"The bank now presented a high, steep face of slippery mud. The only obvious avenue of escape was a paper bark tree near the muddy bank wall. I made the split second decision to leap into its lower branches and climb to safety. I steered [the canoe] to the tree and stood up to jump. At the same instant, the crocodile rushed up alongside the canoe, and its beautiful, flecked golden eyes looked straight into mine.Val Plumwood, an Australian feminist and environmental activist who died last year, describes a nearly fatal attack by a saltwater crocodile (Crocodylus porosus) in her 2000 essay "Being Prey."
Perhaps I could bluff it, drive it away, as I had read of British tiger hunters doing. I waved my arms and shouted, 'Go away!' The golden eyes glinted with interest. I tensed for the jump and leapt. Before my foot even tripped the first branch, I had a blurred, incredulous vision of great toothed jaws bursting from the water. Then I was seized between the legs in a red-hot pincer grip and whirled into the suffocating wet darkness."
In 1985, in Australia's Kakadu National Park, Plumwood's canoe was repeatedly struck by the crocodile until, capsize imminent, she attempted escape into an overhanging tree.
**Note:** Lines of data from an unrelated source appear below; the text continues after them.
PR #1550, opened 2017-03-31
feat(provider/google): Added caching for external IP addresses.

jtk54:
Caching IP addresses to suggest for forwarding rule IPs in LB upserts. The support for setting IPs exists in the LB upsert operations, but there is some frontend work to actually invoke that path. Currently we leave the IPs blank and use dynamic ephemeral IPs.

@varikin This is the first bit of https://github.com/spinnaker/spinnaker/issues/1519.

### DIFF
--- a/clouddriver-google/src/main/groovy/com/netflix/spinnaker/clouddriver/google/provider/GoogleInfrastructureProvider.groovy
+++ b/clouddriver-google/src/main/groovy/com/netflix/spinnaker/clouddriver/google/provider/GoogleInfrastructureProvider.groovy
@@ -34,6 +34,7 @@ class GoogleInfrastructureProvider extends AgentSchedulerAware implements Search
   final String providerName = GoogleInfrastructureProvider.name
 
   final Set<String> defaultCaches = [
+      ADDRESSES.ns,
       APPLICATIONS.ns,
       BACKEND_SERVICES.ns,
       CLUSTERS.ns,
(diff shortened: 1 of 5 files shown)


clouddriver-google/src/main/groovy/com/netflix/spinnaker/clouddriver/google/provider/GoogleInfrastructureProvider.groovy
```diff
@@ -55,6 +56,7 @@ class GoogleInfrastructureProvider extends AgentSchedulerAware implements Search
   ]
 
   final Map<SearchableResource, SearchableProvider.SearchResultHydrator> searchResultHydrators = [
+      (new GoogleSearchableResource(ADDRESSES.ns)): new AddressResultHydrator(),
```
danielpeach: Indentation looks off here.

clouddriver-google/src/main/groovy/com/netflix/spinnaker/clouddriver/google/provider/agent/GoogleRegionalAddressCachingAgent.groovy
```diff
@@ -0,0 +1,86 @@
...
+    super(clouddriverUserAgentApplicationName,
+          credentials,
+          objectMapper,
+          registry)
+    this.region = region
+  }
+
+  @Override
+  CacheResult loadData(ProviderCache providerCache) {
+    List<Address> httpHealthCheckList = loadAddresses()
```
danielpeach: `addresses` would probably be a better variable name.

PR #1555, opened 2017-04-04
refactor(provider/google): Rely on GCE server-side filtering when querying image by name.

duftler:


duftler:
@ewiseblatt please review.

duftler:
fyi @varikin @edwinavalos This will avoid having to fetch all the images.

clouddriver-google/src/main/groovy/com/netflix/spinnaker/clouddriver/google/deploy/GCEUtil.groovy
```diff
@@ -80,54 +80,33 @@ class GCEUtil {
...
       }
 
-      imageProjectToNextPageTokenMap.each { imageProject, pageToken ->
-        def imagesList = compute.images().list(imageProject)
-
-        if (pageToken) {
-          imagesList = imagesList.setPageToken(pageToken)
+      @Override
+      void onSuccess(ImageList imageList, HttpHeaders responseHeaders) throws IOException {
+        if (!sourceImage && imageList.items) {
```
duftler: It's not random. We take the first one found by looking in: managed project, (optional) image projects, public cloud projects. And each project can only have at most one with that name.

clouddriver-google/src/main/groovy/com/netflix/spinnaker/clouddriver/google/deploy/GCEUtil.groovy
```diff
@@ -80,54 +80,33 @@ class GCEUtil {
...
-            imageProjectToNextPageTokenMap[imageProject] = imageList.nextPageToken
-          } else {
-            imageProjectToNextPageTokenMap.remove(imageProject)
-          }
-        }
+    def imageListBatch = buildBatchRequest(compute, clouddriverUserAgentApplicationName)
+    def imageListCallback = new JsonBatchCallback<ImageList>() {
+      @Override
+      void onFailure(GoogleJsonError e, HttpHeaders responseHeaders) throws IOException {
+        updateStatusAndThrowNotFoundException("Error locating $imageName in these projects: $imageProjects: $e.message", task, phase)
```
duftler: 404 won't ever be caught here, even if the image does not exist (true, throwing 'not found' doesn't seem perfect here).

What I want to avoid is getting the wrong image due to something like a network error. Just logging all of the errors wouldn't be right, but throwing on all of them is also not right either.

Dan also raised the idea of not throwing the error and just logging it. The order of precedence does take into account the order of the image projects. First, the managed project, then any image projects, and lastly the public base image projects.

Would you be ok with this going through as-is, since it's an optimization of the existing logic, and then I'll open a new bug to apply retry logic here and give more thought to the error-handling?

ewiseblatt: yea, as I noted offline, I'm ok as is. Just wanted to bring this to your attention.
I was assuming projects was essentially a set and not a list so adding or removing a project (even in another execution) would change the order even if the added/removed project did not contain the image in question. That would situation would be really nasty to debug.

clouddriver-google/src/main/groovy/com/netflix/spinnaker/clouddriver/google/deploy/GCEUtil.groovy
ewiseblatt: So why !sourceImage in the guard? Isnt !sourceImage an implicit invariant?

ewiseblatt:
LGTM

clouddriver-google/src/main/groovy/com/netflix/spinnaker/clouddriver/google/deploy/GCEUtil.groovy
duftler: Projects is a set.

clouddriver-google/src/main/groovy/com/netflix/spinnaker/clouddriver/google/deploy/GCEUtil.groovy
duftler: `imageProjects` is also a list. Unless you saw it specified as a set somewhere and I've missed it?

PR #1560, opened 2017-04-06
fix(openstack): Fix to have the OpenstackImageV1Provider return all images when requested.

danveloper:
This fix changes the behavior of the `OpenstackImageV1Provider` to return all images from Openstack rather than just the first page.

This is necessary for Openstack environments with greater than 25 images.


duftler:
Needs a rebase.

duftler:
Can you please squash and rebase instead of merging master?
Then this is good to go.

PR #1562, opened 2017-04-07
feat(docker registry): endpoint to get tags sorted by date created

tomaslin:


clouddriver-docker/src/main/groovy/com/netflix/spinnaker/clouddriver/docker/registry/security/DockerRegistryNamedAccountCredentials.groovy
```diff
@@ -254,6 +254,13 @@ class DockerRegistryNamedAccountCredentials implements AccountCredentials<Docker
     return this.credentials?.client?.basicAuth ?: ""
   }
 
+  @JsonIgnore
+  List<String> getTags(String repository) {
+    return credentials.client.getTags(repository).tags.sort{ tag ->
+      credentials.client.getCreationDate(repository, tag)
```
lwander: This could cause problems with some of the public registries. I feature flagged the digest downloads because the 'get manifest' endpoint was surprisingly flaky. Could you put this sort behind that same digest/manifest feature flag?

tomaslin:
the flag is different than digest since we don't want to track all digests but be able to sort tags on demand

lwander:
SGTM

PR #1566, opened 2017-04-12
fix(provider/oraclebmcs): Handle missing instances

simonlord:
Fix handling when requested instance doesn't exist anymore. Groovy's .first() doesn't like empty collections, so i've added a check. Also added test case.

### DIFF
--- a/clouddriver-oracle-bmcs/src/main/groovy/com/netflix/spinnaker/clouddriver/oraclebmcs/provider/view/OracleBMCSInstanceProvider.groovy
+++ b/clouddriver-oracle-bmcs/src/main/groovy/com/netflix/spinnaker/clouddriver/oraclebmcs/provider/view/OracleBMCSInstanceProvider.groovy
@@ -51,8 +51,8 @@ class OracleBMCSInstanceProvider implements InstanceProvider<OracleBMCSInstance>
     if (identifiers.size() > 1) {
       log.warn("There should be at most one identifier!")
     }
-    Set<OracleBMCSInstance> instances = loadInstances(identifiers)
-    return instances.first()
+    Set<OracleBMCSInstance> instances = loadInstances(identifiers) ?: null
+    return instances?.first()
   }
 
   @Override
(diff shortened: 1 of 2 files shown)


clouddriver-oracle-bmcs/src/main/groovy/com/netflix/spinnaker/clouddriver/oraclebmcs/provider/view/OracleBMCSInstanceProvider.groovy
```diff
@@ -52,7 +52,7 @@ class OracleBMCSInstanceProvider implements InstanceProvider<OracleBMCSInstance>
       log.warn("There should be at most one identifier!")
     }
     Set<OracleBMCSInstance> instances = loadInstances(identifiers)
-    return instances.first()
+    return instances?.isEmpty() ? null: instances.first()
```
duftler: Would be more idiomatic to use: `return instances?.first()`

That would also avoid an NPE when `instances` is `null` (which I'm guessing it can't be, but still seems safer that way).

simonlord: The problem is that `[].first()` will still throw a NoSuchElementException, which is what i'm trying to safeguard against. It is a shame IMO that the .first() groovy addon method doesn't just return null when the collection is empty.

duftler: Good point.
How about:
```
Set<OracleBMCSInstance> instances = loadInstances(identifiers) ?: null
return instances?.first()
```

simonlord: Yes, that's nice - i'll add that now

PR #1564, opened 2017-04-07
feat(appengine): upsert autoscaling policy

danielpeach:
@lwander or @duftler or @jtk54 please review.

PR #1568, opened 2017-04-12
fix(appengine): capacity values for automatic scaling

danielpeach:

A change in https://github.com/spinnaker/clouddriver/pull/1564 caused the capacity values to sometimes be `null`, which caused an NPE in Orca, which broke several operations. This fixes that.

### DIFF
--- a/clouddriver-appengine/src/main/groovy/com/netflix/spinnaker/clouddriver/appengine/model/AppengineServerGroup.groovy
+++ b/clouddriver-appengine/src/main/groovy/com/netflix/spinnaker/clouddriver/appengine/model/AppengineServerGroup.groovy
@@ -88,10 +88,8 @@ class AppengineServerGroup implements ServerGroup, Serializable {
         * For the flexible environment, a version using automatic scaling can be stopped.
         * A stopped version scales down to zero instances and ignores its scaling policy.
         * */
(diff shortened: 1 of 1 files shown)


clouddriver-appengine/src/main/groovy/com/netflix/spinnaker/clouddriver/appengine/model/AppengineServerGroup.groovy
```diff
@@ -114,6 +112,26 @@ class AppengineServerGroup implements ServerGroup, Serializable {
     }
   }
 
+  Integer computeMinForAutomaticScaling(AppengineScalingPolicy scalingPolicy) {
+    Integer instanceCount = instances?.size() ?: 0
+    if (servingStatus == ServingStatus.SERVING) {
+      def candidateMinValues = [scalingPolicy.minIdleInstances, scalingPolicy.minTotalInstances, instanceCount].findAll { it != null }
```
danielpeach: The compiler doesn't like `[...] - null` here. Not sure why.

lwander: groovy

PR #1572, opened 2017-04-12
feat(provider/kubernetes): Specify termination grace period seconds

parajanoff:
Adds clouddriver support for https://github.com/spinnaker/spinnaker/issues/1107

@spinnaker/reviewers


lwander:
Thanks for this @parajanoff :)

PR #1573, opened 2017-04-12
fix(provider/kubernetes): Get node selector from ReplicaSet/Replicati…

parajanoff:
The Server Group Information panel (Deck) contains section that is responsible for displaying Node Selectors settings, but it is always hidden as node selector is not being retrieved from the ReplicaSet/ReplicationController. This fixes the issue https://github.com/spinnaker/spinnaker/issues/1264

@spinnaker/reviewers


parajanoff:
@lwander I've updated the branch to resolve the conflicts. 

This is a small one. Could you please check if convenient? Thanks!

lwander:
Thanks :)

PR #4753, opened 2020-07-21
fix(kubernetes): Fixes to ensure CRD events are reported in deploy stage

harikumarks:
In case of kubernetes accounts with `liveManifestCalls` enabled,  the events of the CRD are not shown in `Deployment ( Manifest) stage` ->`Deploy Status` tab when deploy is in process.  This is because,  in case of CRDs, KubectlJobexecutor.eventsFor() makes kubectl get events command and filter using the field selector `involvedObject.name=kindName.apiGroupName` instead of just `kindName`  (as we are using KubernetesKind.toString()) .  This fix addresses the issue and ensure that we use only kindName . ApiGroup level filtering is done once the available events are fetched by kubectl.

Refer https://github.com/spinnaker/spinnaker/issues/5871 ( issue 1)


harikumarks:
@ezimanyi please review with reference to  https://github.com/spinnaker/spinnaker/issues/5871

clouddriver-kubernetes/src/main/java/com/netflix/spinnaker/clouddriver/kubernetes/caching/view/provider/KubernetesV2ClusterProvider.java
```diff
@@ -256,7 +256,7 @@ public boolean supportsMinimalClusters() {
       serverGroupToServerGroupManagerKeys.put(
           serverGroupDatum.getId(),
           kindMap.translateSpinnakerKind(SERVER_GROUP_MANAGERS).stream()
-              .map(kind -> serverGroupDatum.getRelationships().get(kind.toString()))
+              .map(kind -> serverGroupDatum.getRelationships().get(kind.getName()))
```
ezimanyi, line 259: Looking at the code more closely, I'm not sure that we should need to make this change.

It looks like the code to store the relationships in the cache is calling `getGroup` on the key:
https://github.com/spinnaker/clouddriver/blob/cfaec246181f207fa46c906d9461c4ae81a6ed6f/clouddriver-kubernetes/src/main/java/com/netflix/spinnaker/clouddriver/kubernetes/caching/agent/KubernetesCacheData.java#L118

And `getGroup` is itself calling `toString` on the `kind`:
https://github.com/spinnaker/clouddriver/blob/cfaec246181f207fa46c906d9461c4ae81a6ed6f/clouddriver-kubernetes/src/main/java/com/netflix/spinnaker/clouddriver/kubernetes/caching/Keys.java#L221

So I think we should be using `kind.toString()` as they key when we store the relationships in the cache, and thus should also use that when retrieving.

harikumarks: @ezimanyi agreed. This may not be the best way to fix it. I was not able to figure out the reason this is happening. So for now i have reverted the second fix. Hope you can approve the first fix ( which should be the only one present now)

ezimanyi: Sounds good, we can merge this, and then separately figure out why the cache is not including the fully-scoped name.  Thanks!

ezimanyi:
@harikumarks : While doing some testing around unrelated changes, I noticed that this PR is breaking display of events for some kinds, particularly `Pod`.

I believe the problem is that there are some subtle things to consider around:
* kinds which have moved API groups (ex: `ReplicaSet` from `extensions` to `apps`)
* kinds without an API group (ex: `Pod`); we currently put that in an API group called `core`.  But that means that we're expecting `core` in the `InvolvedObject.ApiGroup` but it's just `v1`.  I suspect this should be fixed by just making our `KubernetesApiGroup.CORE` have string `""` instead of `"core"`.  (Though this is a bit risky because then we'd need to delete the matching `KubernetesApiGroup.NONE`.)

Another possible fix is to do something like this:
```
KubernetesKind.from(
                        x.getInvolvedObject().getOrDefault("kind", ""),
                        KubernetesApiVersion.fromString(
                                x.getInvolvedObject().getOrDefault("apiVersion", ""))
                            .getApiGroup())
                    .equals(kind))
```

The reason that works is that the `equals()` comparator for `KubernetesKind` considers two kinds equal if they are both from built-in API groups.  But this also creates a lot of objects in that filtering stream so maybe we should consider performance?  (Or maybe it's negligible.)

In any case, this is going to be a bit more subtle that it first seemed, and we should also add tests along with any re-apply.  Let's definitely discuss more how to address this, but given that this isn't a really simple fix, I think reverting before 1.22 is the right decision.

harikumarks:
@ezimanyi 
Thanks for taking care of this. We should definitely discuss more.
Regards
Hari

PR #4755, opened 2020-07-23
fix(cats/sql): Fixes CloudDriver SQL Cache from failing due to id or agent being too long to be stored. 

mattsanta:
* fix(cats/sql): Reverting temporary fix when agent is too long for SQL table. 

  This temporary fix can still have issues when the type in the agent is longer than 127 characters, so I'm reverting it in favor of a proper long-term fix. This reverts commit fae18a1ad60582210a8158717aef248698ec817e.

* fix(cats/sql): Adding cats v2 template tables. 

* fix(cats/sql): Fixes CloudDriver SQL Cache from failing due to id or agent being too long to be stored. 

  Fixes github.com/spinnaker/spinnaker/issues/5600. The theoretical max length of an id or agent is much larger than we can store in columns that are primary or index keys. Therefore, in order to solve the issue I moved away from storing the id and agent in key columns. I've introduced new columns that will be used as keys that store hashes of the ids and agents instead. I made no changes to the contracts between the SQL Cache and those who depend on it, all the changes are internal to the SQL Cache.

  I also took the liberty of adding more javadoc style comments to some of the functions in the SQL Cache. Even though some of them are simple, I still think it's beneficial to introduce it since if the functions do become more complex then whoever updates them will need to update the comment.

* fix(cats/sql): Add drop tables by version to CATS SQL Admin Controller.


mattsanta:
DO NOT MERGE! I still need to implement an admin endpoint that operators can use to delete the v1 tables. I put the PR up so that I can get some feedback on the majority of the work while I figure out the admin endpoint stuff.

@ncknt, my PR includes reverting the changes that you made in https://github.com/spinnaker/clouddriver/pull/4704.

@robzienert, something that I discovered while implementing and didn't notice during the design phase is that there is a function whose performance may be impacted depending on how it's used. filterIdentifiers does a query with a like on the id, for obvious reasons we can't use the id hash for this query. Like queries can benefit from indexes depending on where the wildcard is present, if it's at the beginning then an index does nothing but if it's at the end then it an index can increase the performance of the query. Thoughts on how big of an issue this would be? If we really need an index we could make an index on the id just for this case, but then the highest character limit we could configure for the id would be 768 characters with this implementation.

mattsanta:
Added another commit that adds the ability to drop tables by version to the cats sql admin controller. Is this what you were referring to when you recommended adding an admin endpoint, @robzienert ? Still relatively new to Spinnaker so sorry if this isn't the right place and is completely wrong. Also to be honest I can't find how to run the commands in here, do you know how to?

cats/cats-sql/src/main/kotlin/com/netflix/spinnaker/cats/sql/cache/SqlCache.kt
```diff
@@ -649,123 +683,240 @@ class SqlCache(
...
+              it.id_hash,
+              it.id,
+              it.rel_id_hash,
+              it.rel_id,
+              it.rel_agent_hash,
+              it.rel_agent,
+              it.rel_type,
+              now
+            )
+            ulid = ULID().nextMonotonicValue(ulid)
```
ezimanyi, line 871: I think this is pre-existing, but I believe this is creating a new `ULID` object for each iteration of the loop (which from the implementation looks to also create a new `SecureRandom` for each iteration; this likely creates a lot of unecessary garbage.

I'd suggest pulling the `ULID` at least out of the loop, and potentially into an instance variable (if it's thread-safe).

cats/cats-sql/src/main/kotlin/com/netflix/spinnaker/cats/sql/cache/SqlCache.kt
```diff
@@ -893,57 +1022,115 @@ class SqlCache(
...
+   * @param type the type of the relationship table.
+   * @param relAgentHash the rel agent hash of the records whose identifying fields are retrieved.
+   * @return list of relationship entries with uuid, id hash, rel id hash, and rel agent hash
+   * populated.
+   */
+  private fun getRelationshipKeys(type: String, relAgentHash: String): MutableList<RelEntry> {
     return withRetry(RetryCategory.READ) {
       jooq
-        .select(field("uuid"), field("id"), field("rel_id"), field("rel_agent"))
+        .select(field("uuid"), field("id_hash"), field("rel_id_hash"), field("rel_agent_hash"))
```
ezimanyi, line 1100: See comment above for more details, but if we return the full `rel_agent` here instead of just the hash, we can avoid constructing the reverse-lookup table above.

cats/cats-sql/src/main/kotlin/com/netflix/spinnaker/cats/sql/cache/SqlCache.kt
```diff
@@ -78,38 +80,14 @@ class SqlCache(
...
-    }
-
-    cacheMetrics.evict(
-      prefix = name,
-      type = type,
-      itemCount = ids.size,
-      itemsDeleted = deletedCount,
-      deleteOperations = opCount
-    )
+    val hashedIds = ids.asSequence().map { getIdHash(it) }.toSet()
```
maggieneterval, line 89: _Potentially dumb kotlin question alert:_ What's the purpose of the `asSequence` and `toSet` calls here if `evictAllInternal` just accepts `Collection<String>`?

cats/cats-sql/src/main/kotlin/com/netflix/spinnaker/cats/sql/cache/SqlCache.kt
```diff
@@ -230,12 +208,13 @@ class SqlCache(
       return mutableListOf()
     }
 
+    val hashedIds = ids.asSequence().map { getIdHash(it) }.toSet()
```
maggieneterval, line 211: Same question here re: `toSet`-ing this when `getDataWith/WithoutRelationships` only requires a `Collection`?

cats/cats-sql/src/main/kotlin/com/netflix/spinnaker/cats/sql/cache/SqlCache.kt
```diff
@@ -1286,16 +1513,79 @@ class SqlCache(
...
+
+    log.info("evicting ${hashedIds.size} $type records")
+
+    var deletedCount = 0
+    var opCount = 0
+    try {
+      hashedIds.chunked(
+        dynamicConfigService.getConfig(
+          Int::class.java,
+          "sql.cache.read-batch-size",
```
ezimanyi, line 1553: Wouldn't this want to use `write-batch-size`?  (Feels like delete is closer to write, in the absence of a separate `delete-batch-size` config.)

cats/cats-sql/src/main/kotlin/com/netflix/spinnaker/cats/sql/cache/SqlCache.kt
```diff
@@ -649,123 +683,240 @@ class SqlCache(
...
 
-    val sourceAgents = items.filter { it.relationships.isNotEmpty() }
+    val relAgentHashToRelAgent = mutableMapOf<String, String>()
+    val relAgentHashes = items.asSequence()
+      .filter { it.relationships.isNotEmpty() }
       .map { it.relationships.keys }
       .flatten()
+      .map {
+        val relAgentHash = getAgentHash(it)
+        relAgentHashToRelAgent[relAgentHash] = it
```
maggieneterval, line 710: Maybe this is not weird in kotlin world, but feels a little strange to have this side effect as part of the map callback.

cats/cats-sql/src/main/kotlin/com/netflix/spinnaker/cats/sql/controllers/CatsSqlAdminController.kt
```diff
@@ -102,7 +93,39 @@ class CatsSqlAdminController(
     return CleanTablesResult(tableCount = tablesDropped.size, tables = tablesDropped)
   }
 
-  private fun validateParams(currentNamespace: String?, targetNamespace: String) {
+  @PutMapping(path = ["drop_version/{version}"])
+  fun dropTablesByVersion(@PathVariable("version") dropVersion: String): CleanTablesResult {
+    validatePermissions()
+
+    val conn = getConnection()
+    val sql = "show tables like 'cats_v$dropVersion%"
```
ezimanyi, line 101: Two things here:
(1) Even on an admin endpoint I'd avoid directly interpolating user input into a SQL query like this.  Does JOOQ support binding a variable into this query?
(2) What happens when we're on version 10 and someone tries to drop version 1?

cats/cats-sql/src/main/kotlin/com/netflix/spinnaker/cats/sql/cache/SqlCache.kt
```diff
@@ -893,57 +1022,115 @@ class SqlCache(
...
+    return getSha256Hash(id)
+  }
+
+  /**
+   * Returns a hash of the agent given.
+   *
+   * @param agent the agent to hash.
+   * @return hash of the agent.
+   */
+  private fun getAgentHash(agent: String): String {
```
maggieneterval, line 1054: Is this a separate method from `getIdHash(id: String)` just in case someday we want to hash agents differently?

cats/cats-sql/src/main/kotlin/com/netflix/spinnaker/cats/sql/controllers/CatsSqlAdminController.kt
```diff
@@ -102,7 +93,39 @@ class CatsSqlAdminController(
     return CleanTablesResult(tableCount = tablesDropped.size, tables = tablesDropped)
   }
 
-  private fun validateParams(currentNamespace: String?, targetNamespace: String) {
+  @PutMapping(path = ["drop_version/{version}"])
```
maggieneterval, line 96: > Also to be honest I can't find how to run the commands in here, do you know how to?

I might be misunderstanding your question from [this comment](https://github.com/spinnaker/clouddriver/pull/4755#issuecomment-663562679) but I think you should be able to just curl a PUT request against `{your_clouddriver}/admin/db/drop_version/{version}` to test this. Sorry if that is not in fact what you were asking!

cats/cats-sql/src/main/kotlin/com/netflix/spinnaker/cats/sql/cache/SqlCache.kt
```diff
@@ -893,57 +1022,115 @@ class SqlCache(
...
 
-  private fun getHashIds(type: String, agent: String?): List<HashId> {
+  /**
+   * Gets a SHA-256 hash value for a given String.
+   *
+   * @param str the String to hash.
+   * @return the hashed value.
+   */
+  private fun getSha256Hash(str: String): String {
+    return Hashing.sha256().hashBytes(str.toByteArray()).toString()
```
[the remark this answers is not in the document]
maggieneterval: Wow, I completely forgot about #3838, great call. 🎉 🕵️

cats/cats-sql/src/main/kotlin/com/netflix/spinnaker/cats/sql/cache/SqlCache.kt
maggieneterval: Oh I'm going to just resolve this and my other related comment as I see @ezimanyi already asked the same question! (Sorry, I was halfway done reviewing this when he posted his review and didn't bother looking at his comments first...)

cats/cats-sql/src/main/kotlin/com/netflix/spinnaker/cats/sql/controllers/CatsSqlAdminController.kt
```diff
@@ -102,7 +93,43 @@ class CatsSqlAdminController(
...
+  fun dropTablesByVersion(@PathVariable("version") dropVersion: String): CleanTablesResult {
```
robzienert, line 97: You can make this the enum type as a parameter and then Spring will do the validation work for you. I'd feel more comfortable using the enum as the path variable type so we don't have any unwelcome SQL injection regressions in the future.

cats/cats-sql/src/main/kotlin/com/netflix/spinnaker/cats/sql/controllers/CatsSqlAdminController.kt
```diff
@@ -102,7 +93,43 @@ class CatsSqlAdminController(
...
+
+      while (rs.next()) {
+        val table = rs.getString(1)
+        val dropSql = "drop table `$table`"
+        log.info("Dropping $table")
+
+        jooq.query(dropSql).execute()
+        tablesDropped.add(table)
+      }
+    }
```
robzienert, line 119: Please keep persistence logic out of controllers - move this code to a Repository class (say, `SqlAdminCommandsRepository` or something) and call that instead.

robzienert:
> Added another commit that adds the ability to drop tables by version to the cats sql admin controller. Is this what you were referring to when you recommended adding an admin endpoint, @robzienert ?

Yes it was, thanks!

robzienert:
Deployed this into both test and staging environments; got some stacktraces that need to be fixed prior to this PR being merged.

```json
  {
    "@timestamp": "2020-07-27T23:30:49.564+00:00",
    "@version": 1,
    "message": "Internal Server Error",
    "logger_name": "com.netflix.spinnaker.kork.web.exceptions.GenericExceptionHandlers",
    "thread_name": "https-jsse-nio-7004-exec-9",
    "level": "ERROR",
    "level_value": 40000,
    "stack_trace": "java.lang.NullPointerException: null",
    "X-SPINNAKER-REQUEST-ID": "01EE99S3JS9M0F596A67CGTDP0:01EE99S5W8P5VWWKWS3EG2DTDY:1:86063f31-7942-4fea-8444-2a44f832ae67",
    "X-SPINNAKER-USER": "anonymous",
    "X-SPINNAKER-ACCOUNTS": "REDACTED",
    "X-SPINNAKER-APPLICATION": "spindemo",
    "X-SPINNAKER-EXECUTION-ID": "01EE99S3JS9M0F596A67CGTDP0:01EE99S5W8P5VWWKWS3EG2DTDY:1"
  }
```

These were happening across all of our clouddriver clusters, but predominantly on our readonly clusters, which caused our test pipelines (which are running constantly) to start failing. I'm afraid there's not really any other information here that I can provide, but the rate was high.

Her attempt failed; the croc took Plumwood underwater and "death rolled" her three times. Incredibly, Plumwood survived the attack. Once she'd managed to surmount the steep bank, her injuries forced her to crawl almost two miles before a park ranger found her.
The terrifying experience inspired Plumwood to ponder the frayed relationship between humanity and the rest of the animal kingdom. In the course of doing so, she questioned the usual motivation for adopting a vegetarian diet.
"Although I had been a vegetarian for some ten years before the encounter with the crocodile and remain one today, this knowledge makes me wary of the kind of uncontextualized foundation for vegetarianism that suggests that predation is either a negligible anomaly or an unredeemable ethical deficiency in the ecosystem. The presentation of the food chain as a (potentially) peaceful order ideally subject to nonviolent reconfiguration leads ultimately toward the thoroughly anti-ecological position that the earth is ethically improved by the elimination of predation."I couldn't agree more. Similar thinking inspired me, five years ago, to become a vegetarian unless I kill or catch the animal myself. Predation is natural, even when we are the prey.